Instructions to follow → Select, from the data, each line where "second" occurs.

---------- Input data

PR #90, opened 2020-11-03
Clear internal maps before the referenced objects are clered by the EventStore

### LINKED ISSUE #89: Segmentation violation running DelphesPythia8_EDM4HEP
While running large number of jobs on HTcondor, I noticed that a large fraction of them where not completed, the number of events was smaller than what it is supposed to be. Looking at the log files one can see a segmentation violation occurring after a random number of events are generated. See at the end the full log.

To reproduce this, just do the following:

source /cvmfs/fcc.cern.ch/sw/latest/setup.sh
DelphesPythia8_EDM4HEP delphes_card_IDEAtrkCov.tcl edm4hep_output_config.tcl ee_Z_bbbar.cmd out.root

For your convenience all the input files can be found at:
/afs/cern.ch/user/h/helsens/public/EDM4HEP

It will run and eventually fail after a more or less large number of events.

 *** Break *** segmentation violation
```
===========================================================
There was a crash.
This is the entire stack trace of all threads:
===========================================================
#0  0x00007f903bd7a46c in waitpid () from /lib64/libc.so.6
#1  0x00007f903bcf7f62 in do_system () from /lib64/libc.so.6
#2  0x00007f903ce15487 in Exec (shellcmd=<optimized out>, this=0x197f630) at /tmp/vavolkl/spack-stage/spack-stage-root-6.20.04-rdccmbcnwuuiotc7behireo7a7ohc5ng/spack-src/core/unix/src/TUnixSystem.cxx:2107
#3  TUnixSystem::StackTrace() () at /tmp/vavolkl/spack-stage/spack-stage-root-6.20.04-rdccmbcnwuuiotc7behireo7a7ohc5ng/spack-src/core/unix/src/TUnixSystem.cxx:2397
#4  0x00007f903ce175d4 in TUnixSystem::DispatchSignals (this=0x197f630, sig=kSigSegmentationViolation) at /tmp/vavolkl/spack-stage/spack-stage-root-6.20.04-rdccmbcnwuuiotc7behireo7a7ohc5ng/spack-src/core/unix/src/TUnixSystem.cxx:3628
#5  <signal handler called>
#6  0x00007f9040196999 in edm4hep::ConstMCParticle::~ConstMCParticle() () from /cvmfs/sw.hsf.org/spackages/linux-centos7-broadwell/gcc-8.3.0/edm4hep-0.2.1-a456et23b4wtglltnr3atttpddxg6uge/lib64/libedm4hep.so
#7  0x00007f9041524ebd in DelphesEDM4HepConverter::process(Delphes*) () from /cvmfs/sw.hsf.org/spackages/linux-centos7-broadwell/gcc-8.3.0/edm4hep-0.2.1-a456et23b4wtglltnr3atttpddxg6uge/lib64/libDelphesEDM4HepConverter.so
#8  0x000000000041bc12 in doit(int, char**, DelphesInputReader&) ()
#9  0x0000000000418417 in main ()
===========================================================


The lines below might hint at the cause of the crash.
You may get help by asking at the ROOT forum http://root.cern.ch/forum
Only if you are really convinced it is a bug in ROOT then please submit a
report at http://root.cern.ch/bugs Please post the ENTIRE stack trace
from above as an attachment in addition to anything else
that might help us fixing this issue.
===========================================================
#6  0x00007f9040196999 in edm4hep::ConstMCParticle::~ConstMCParticle() () from /cvmfs/sw.hsf.org/spackages/linux-centos7-broadwell/gcc-8.3.0/edm4hep-0.2.1-a456et23b4wtglltnr3atttpddxg6uge/lib64/libedm4hep.so
#7  0x00007f9041524ebd in DelphesEDM4HepConverter::process(Delphes*) () from /cvmfs/sw.hsf.org/spackages/linux-centos7-broadwell/gcc-8.3.0/edm4hep-0.2.1-a456et23b4wtglltnr3atttpddxg6uge/lib64/libDelphesEDM4HepConverter.so
#8  0x000000000041bc12 in doit(int, char**, DelphesInputReader&) ()
#9  0x0000000000418417 in main ()
===========================================================
```

tmadlener:
Avoid running into a double free, because the EventStore::clearCollections that might be called outside will free the objects wo which we still hold pointers and would free again when we deconstruct the objects that we hold int he maps.

BEGINRELEASENOTES
- Fix double free in Delphes EDM4Hep converter that lead to spurious segmentation violations (#89)

ENDRELEASENOTES

Fixes #89

### DIFF
--- a/plugins/delphes/DelphesEDM4HepConverter.cc
+++ b/plugins/delphes/DelphesEDM4HepConverter.cc
@@ -103,8 +103,6 @@ void DelphesEDM4HepConverter::process(Delphes *modularDelphes) {
   for (auto& coll : m_collections) {
    coll.second->clear();
   }
-  m_genParticleIds.clear();
-  m_recoParticleGenIds.clear();
 
   for (const auto& branch : m_branches) {
     const auto* delphesCollection = modularDelphes->ImportArray(branch.input.c_str());
@@ -119,6 +117,11 @@ void DelphesEDM4HepConverter::process(Delphes *modularDelphes) {
       (this->*processFuncIt->second)(delphesCollection, branch.name);
     }
   }
+
+  // Clear the internal maps that hold references to entites that have been put
+  // into maps here for internal use only (see #89)
+  m_genParticleIds.clear();
+  m_recoParticleGenIds.clear();
 }
 
 void DelphesEDM4HepConverter::processParticles(const TObjArray* delphesCollection, std::string_view const branch)


tmadlener:
I have run some more tests and this seems to indeed fix the problem.

@clementhelsens can you check whether this does also solve #89 for you?

clementhelsens:
Yes, I will check later today with jobs that usually had a large failure rate.

clementhelsens:
Just checked with 100 jobs that failed basically 100% of the time before and just got 100% success now!
will merge, thanks again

--------------------

Result of this exercise →
    coll.second->clear();
       (this->*processFuncIt->second)(delphesCollection, branch.name);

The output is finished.